▶ Task prompt: Set down each record exactly as written.

▶ Supplied records:
PR #5664, opened 2015-05-10
[voicerepublic] Add new extractor

duncankl:
Hello! Just a little extractor for Voice Republic, which hosts spoken word audio content.

### DIFF
--- a/youtube_dl/extractor/voicerepublic.py
+++ b/youtube_dl/extractor/voicerepublic.py
@@ -1,0 +1,55 @@
+# coding: utf-8
+from __future__ import unicode_literals
+
+from .common import InfoExtractor
+
+from ..compat import (
+    compat_urllib_request,
+)
+
+
+class VoiceRepublicIE(InfoExtractor):
+    _VALID_URL = r'https?://voicerepublic\.com/talks/(?P<id>[0-9a-z-]+)'
+    _TEST = {
+        'url': 'https://voicerepublic.com/talks/watching-the-watchers-building-a-sousveillance-state',
+        'md5': '0554a24d1657915aa8e8f84e15dc9353',
+        'info_dict': {
+            'id': '2296',
+            'ext': 'm4a',
+            'title': 'Watching the Watchers: Building a Sousveillance State',
+            'thumbnail': 'https://voicerepublic.com/system/flyer/2296.png',
+            'description': 'md5:715ba964958afa2398df615809cfecb1',
+            'creator': 'M. C. McGrath',
+        }
+    }
+
+    def _real_extract(self, url):
+        display_id = self._match_id(url)
+        req = compat_urllib_request.Request(url)
+        # Older versions of Firefox get redirected to an "upgrade browser" page
+        req.add_header('User-Agent', 'youtube-dl')
+        webpage = self._download_webpage(req, display_id)
+        thumbnail = self._og_search_thumbnail(webpage)
+        video_id = self._search_regex(r'/(\d+)\.png', thumbnail, 'id')
+
+        if '<div class=\'vr-player jp-jplayer\'' in webpage:
+            formats = [{
+                'url': 'https://voicerepublic.com/vrmedia/{}-clean.{}'.format(video_id, ext),
+                'ext': ext,
+                'format_id': ext,
+                'vcodec': 'none',
+            } for ext in ['m4a', 'mp3', 'ogg']]
+            self._sort_formats(formats)
+        else:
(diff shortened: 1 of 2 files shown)


youtube_dl/extractor/voicerepublic.py
```diff
@@ -0,0 +1,55 @@
...
+    _TEST = {
+        'url': 'https://voicerepublic.com/talks/watching-the-watchers-building-a-sousveillance-state',
+        'md5': '0554a24d1657915aa8e8f84e15dc9353',
+        'info_dict': {
+            'id': '2296',
+            'ext': 'm4a',
+            'title': 'Watching the Watchers: Building a Sousveillance State',
+            'thumbnail': 'https://voicerepublic.com/system/flyer/2296.png',
+            'description': 'md5:715ba964958afa2398df615809cfecb1',
+            'creator': 'M. C. McGrath',
```
dstftw: There is no such field, must be `uploader`.

youtube_dl/extractor/voicerepublic.py
```diff
@@ -0,0 +1,55 @@
...
+        req = compat_urllib_request.Request(url)
+        # Older versions of Firefox get redirected to an "upgrade browser" page
+        req.add_header('User-Agent', 'youtube-dl')
+        webpage = self._download_webpage(req, display_id)
+        thumbnail = self._og_search_thumbnail(webpage)
+        video_id = self._search_regex(r'/(\d+)\.png', thumbnail, 'id')
+
+        if '<div class=\'vr-player jp-jplayer\'' in webpage:
+            formats = [{
+                'url': 'https://voicerepublic.com/vrmedia/{}-clean.{}'.format(video_id, ext),
```
dstftw: Change to `{0}` and `{1}` .

youtube_dl/extractor/voicerepublic.py
```diff
@@ -0,0 +1,55 @@
...
+                'ext': ext,
+                'format_id': ext,
+                'vcodec': 'none',
+            } for ext in ['m4a', 'mp3', 'ogg']]
+            self._sort_formats(formats)
+        else:
+            # Audio is still queued for processing
```
dstftw: You may want to output this meaningful error with `ExtractorError` if this is for sure.

youtube_dl/extractor/voicerepublic.py
```diff
@@ -0,0 +1,55 @@
...
+            formats = []
+
+        return {
+            'id': video_id,
+            'title': self._og_search_title(webpage),
+            'formats': formats,
+            'url': self._og_search_url(webpage),
+            'thumbnail': thumbnail,
+            'description': self._og_search_description(webpage),
+            'creator': self._search_regex(r'<meta content=\'([^\']*?)\' name=\'author\'>', webpage, 'author', fatal=False),
```
dstftw: Use `self._html_search_meta` instead.

duncankl:
Thanks for the feedback, I've added a series of commits to address the comments.

youtube_dl/extractor/voicerepublic.py
```diff
@@ -0,0 +1,55 @@
...
+        video_id = self._search_regex(r'/(\d+)\.png', thumbnail, 'id')
+
+        if '<a>Queued for processing, please stand by...</a>' in webpage:
+            raise ExtractorError('Audio is still queued for processing')
+
+        ext_matches = re.finditer(r'data-\w+=\'/vrmedia/\d+-clean\.(\w+)\'', webpage)
+        exts = [match.group(1) for match in ext_matches]
+
+        formats = [{
+            'url': 'https://voicerepublic.com/vrmedia/{}-clean.{}'.format(video_id, ext),
```
dstftw: You still hardcode the path schema. If it changes to, say, `/vrmedia2/<id>-clean.<ext>` the extraction is broken then. You need to capture the whole path:
```
for ext, path in re.findall(r"data-([^=]+)='([^']+)'", webpage):
    format_url = https://voicerepublic.com + path
    ...
```

duncankl:
Ah yes, I see what you mean. This latest version no longer depends on a hardcoded path schema. I made the regex a bit more strict to prevent it matching other `data-` tags on the page.

dstftw:
Thanks.

duncankl:
Great! Thank you for your help @dstftw.

dstftw:

duncankl:
Actually I'm already in the authors list; I've added one other extractor previously. Thanks for checking though.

▶ Reply to the exercise:
PR #5664, opened 2015-05-10
[voicerepublic] Add new extractor

duncankl:
Hello! Just a little extractor for Voice Republic, which hosts spoken word audio content.

### DIFF
--- a/youtube_dl/extractor/voicerepublic.py
+++ b/youtube_dl/extractor/voicerepublic.py
@@ -1,0 +1,55 @@
+# coding: utf-8
+from __future__ import unicode_literals
+
+from .common import InfoExtractor
+
+from ..compat import (
+    compat_urllib_request,
+)
+
+
+class VoiceRepublicIE(InfoExtractor):
+    _VALID_URL = r'https?://voicerepublic\.com/talks/(?P<id>[0-9a-z-]+)'
+    _TEST = {
+        'url': 'https://voicerepublic.com/talks/watching-the-watchers-building-a-sousveillance-state',
+        'md5': '0554a24d1657915aa8e8f84e15dc9353',
+        'info_dict': {
+            'id': '2296',
+            'ext': 'm4a',
+            'title': 'Watching the Watchers: Building a Sousveillance State',
+            'thumbnail': 'https://voicerepublic.com/system/flyer/2296.png',
+            'description': 'md5:715ba964958afa2398df615809cfecb1',
+            'creator': 'M. C. McGrath',
+        }
+    }
+
+    def _real_extract(self, url):
+        display_id = self._match_id(url)
+        req = compat_urllib_request.Request(url)
+        # Older versions of Firefox get redirected to an "upgrade browser" page
+        req.add_header('User-Agent', 'youtube-dl')
+        webpage = self._download_webpage(req, display_id)
+        thumbnail = self._og_search_thumbnail(webpage)
+        video_id = self._search_regex(r'/(\d+)\.png', thumbnail, 'id')
+
+        if '<div class=\'vr-player jp-jplayer\'' in webpage:
+            formats = [{
+                'url': 'https://voicerepublic.com/vrmedia/{}-clean.{}'.format(video_id, ext),
+                'ext': ext,
+                'format_id': ext,
+                'vcodec': 'none',
+            } for ext in ['m4a', 'mp3', 'ogg']]
+            self._sort_formats(formats)
+        else:
(diff shortened: 1 of 2 files shown)


youtube_dl/extractor/voicerepublic.py
```diff
@@ -0,0 +1,55 @@
...
+    _TEST = {
+        'url': 'https://voicerepublic.com/talks/watching-the-watchers-building-a-sousveillance-state',
+        'md5': '0554a24d1657915aa8e8f84e15dc9353',
+        'info_dict': {
+            'id': '2296',
+            'ext': 'm4a',
+            'title': 'Watching the Watchers: Building a Sousveillance State',
+            'thumbnail': 'https://voicerepublic.com/system/flyer/2296.png',
+            'description': 'md5:715ba964958afa2398df615809cfecb1',
+            'creator': 'M. C. McGrath',
```
dstftw: There is no such field, must be `uploader`.

youtube_dl/extractor/voicerepublic.py
```diff
@@ -0,0 +1,55 @@
...
+        req = compat_urllib_request.Request(url)
+        # Older versions of Firefox get redirected to an "upgrade browser" page
+        req.add_header('User-Agent', 'youtube-dl')
+        webpage = self._download_webpage(req, display_id)
+        thumbnail = self._og_search_thumbnail(webpage)
+        video_id = self._search_regex(r'/(\d+)\.png', thumbnail, 'id')
+
+        if '<div class=\'vr-player jp-jplayer\'' in webpage:
+            formats = [{
+                'url': 'https://voicerepublic.com/vrmedia/{}-clean.{}'.format(video_id, ext),
```
dstftw: Change to `{0}` and `{1}` .

youtube_dl/extractor/voicerepublic.py
```diff
@@ -0,0 +1,55 @@
...
+                'ext': ext,
+                'format_id': ext,
+                'vcodec': 'none',
+            } for ext in ['m4a', 'mp3', 'ogg']]
+            self._sort_formats(formats)
+        else:
+            # Audio is still queued for processing
```
dstftw: You may want to output this meaningful error with `ExtractorError` if this is for sure.

youtube_dl/extractor/voicerepublic.py
```diff
@@ -0,0 +1,55 @@
...
+            formats = []
+
+        return {
+            'id': video_id,
+            'title': self._og_search_title(webpage),
+            'formats': formats,
+            'url': self._og_search_url(webpage),
+            'thumbnail': thumbnail,
+            'description': self._og_search_description(webpage),
+            'creator': self._search_regex(r'<meta content=\'([^\']*?)\' name=\'author\'>', webpage, 'author', fatal=False),
```
dstftw: Use `self._html_search_meta` instead.

duncankl:
Thanks for the feedback, I've added a series of commits to address the comments.

youtube_dl/extractor/voicerepublic.py
```diff
@@ -0,0 +1,55 @@
...
+        video_id = self._search_regex(r'/(\d+)\.png', thumbnail, 'id')
+
+        if '<a>Queued for processing, please stand by...</a>' in webpage:
+            raise ExtractorError('Audio is still queued for processing')
+
+        ext_matches = re.finditer(r'data-\w+=\'/vrmedia/\d+-clean\.(\w+)\'', webpage)
+        exts = [match.group(1) for match in ext_matches]
+
+        formats = [{
+            'url': 'https://voicerepublic.com/vrmedia/{}-clean.{}'.format(video_id, ext),
```
dstftw: You still hardcode the path schema. If it changes to, say, `/vrmedia2/<id>-clean.<ext>` the extraction is broken then. You need to capture the whole path:
```
for ext, path in re.findall(r"data-([^=]+)='([^']+)'", webpage):
    format_url = https://voicerepublic.com + path
    ...
```

duncankl:
Ah yes, I see what you mean. This latest version no longer depends on a hardcoded path schema. I made the regex a bit more strict to prevent it matching other `data-` tags on the page.

dstftw:
Thanks.

duncankl:
Great! Thank you for your help @dstftw.

dstftw:

duncankl:
Actually I'm already in the authors list; I've added one other extractor previously. Thanks for checking though.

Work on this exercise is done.